[RECORD EXCERPTS]
Issue #446, opened 2020-08-31
Issue with JmxAdapter Unit Tests on JDK 8 & 9


rhuss:
There is an issue with a unit tests that are not working on older JDK: https://travis-ci.org/github/rhuss/jolokia/jobs/719557630

@skarsaune do you have an idea what is going wrong here ?

skarsaune:
Yeah, couldn't find the comment on github, trying to reply by mail. Seemed
to build on last push. I have a script that runs the tests on jdk 7-14 on
my mac. Can try on my linux as well.

rhuss:
Thanks ! I also found out that the OpenJDK 8 in Travis is different than mine that i have locally. E.g. i get NPE in unit tests on Travis but not locally.

rhuss:
Maybe its worth to find out exactly the JDK version that travis is using ?

skarsaune:
I have not been able to recreate identical problems. However I have looped over all jdks on my linux box. And in newer versions it fails due to a NamingException instead of a CommunicationException

`export` JAVA_HOME=/usr/lib/jvm/jdk1.8.0_261
mvn test-compile > /dev/null
for jdk in $(ls /usr/lib/jvm)
do
    export JAVA_HOME=/usr/lib/jvm/$jdk
    if [ -d $JAVA_HOME -a -f $JAVA_HOME/bin/java ]
    then
	mvn test --fail-at-end > /tmp/$jdk 2>/dev/null
	if [ $? -eq 0 ]
	then
	    echo "$jdk: PASS"
	else
	    echo "$jdk: FAIL"
	    cat /tmp/$jdk | grep -A 1 'sec  <<< FAILURE!'
	fi
    fi
done`

OUTPUT: 
`java-1.11.0-openjdk-amd64: FAIL
simpleWhiteListWithConfig(org.jolokia.jsr160.Jsr160RequestDispatcherTest)  Time elapsed: 0.044 sec  <<< FAILURE!
java.lang.AssertionError: expected [true] but found [false]
--
simpleWhiteListWithSysProp(org.jolokia.jsr160.Jsr160RequestDispatcherTest)  Time elapsed: 0.004 sec  <<< FAILURE!
java.lang.AssertionError: expected [true] but found [false]
java-1.13.0-openjdk-amd64: FAIL
simpleWhiteListWithConfig(org.jolokia.jsr160.Jsr160RequestDispatcherTest)  Time elapsed: 0.032 sec  <<< FAILURE!
[...]

PR #450, opened 2020-10-17
Issue #446 : future proof some tests for newer openjdk distributions …

skarsaune:
…(different exception for timeout of jsr160 connectons)

While looking at #446 : was not able to reproduce the exact issues seen in travis CI, but brute force tested other linux openjdk versions and found one future problem.


rhuss (approved):
thanks ! 

lgtm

[WHAT NEEDS TO BE DONE]
Transcribe the listing in full, line by line.

[SOLUTION TO THIS PROBLEM]
Issue #446, opened 2020-08-31
Issue with JmxAdapter Unit Tests on JDK 8 & 9


rhuss:
There is an issue with a unit tests that are not working on older JDK: https://travis-ci.org/github/rhuss/jolokia/jobs/719557630

@skarsaune do you have an idea what is going wrong here ?

skarsaune:
Yeah, couldn't find the comment on github, trying to reply by mail. Seemed
to build on last push. I have a script that runs the tests on jdk 7-14 on
my mac. Can try on my linux as well.

rhuss:
Thanks ! I also found out that the OpenJDK 8 in Travis is different than mine that i have locally. E.g. i get NPE in unit tests on Travis but not locally.

rhuss:
Maybe its worth to find out exactly the JDK version that travis is using ?

skarsaune:
I have not been able to recreate identical problems. However I have looped over all jdks on my linux box. And in newer versions it fails due to a NamingException instead of a CommunicationException

`export` JAVA_HOME=/usr/lib/jvm/jdk1.8.0_261
mvn test-compile > /dev/null
for jdk in $(ls /usr/lib/jvm)
do
    export JAVA_HOME=/usr/lib/jvm/$jdk
    if [ -d $JAVA_HOME -a -f $JAVA_HOME/bin/java ]
    then
	mvn test --fail-at-end > /tmp/$jdk 2>/dev/null
	if [ $? -eq 0 ]
	then
	    echo "$jdk: PASS"
	else
	    echo "$jdk: FAIL"
	    cat /tmp/$jdk | grep -A 1 'sec  <<< FAILURE!'
	fi
    fi
done`

OUTPUT: 
`java-1.11.0-openjdk-amd64: FAIL
simpleWhiteListWithConfig(org.jolokia.jsr160.Jsr160RequestDispatcherTest)  Time elapsed: 0.044 sec  <<< FAILURE!
java.lang.AssertionError: expected [true] but found [false]
--
simpleWhiteListWithSysProp(org.jolokia.jsr160.Jsr160RequestDispatcherTest)  Time elapsed: 0.004 sec  <<< FAILURE!
java.lang.AssertionError: expected [true] but found [false]
java-1.13.0-openjdk-amd64: FAIL
simpleWhiteListWithConfig(org.jolokia.jsr160.Jsr160RequestDispatcherTest)  Time elapsed: 0.032 sec  <<< FAILURE!
[...]

PR #450, opened 2020-10-17
Issue #446 : future proof some tests for newer openjdk distributions …

skarsaune:
…(different exception for timeout of jsr160 connectons)

While looking at #446 : was not able to reproduce the exact issues seen in travis CI, but brute force tested other linux openjdk versions and found one future problem.


rhuss (approved):
thanks ! 

lgtm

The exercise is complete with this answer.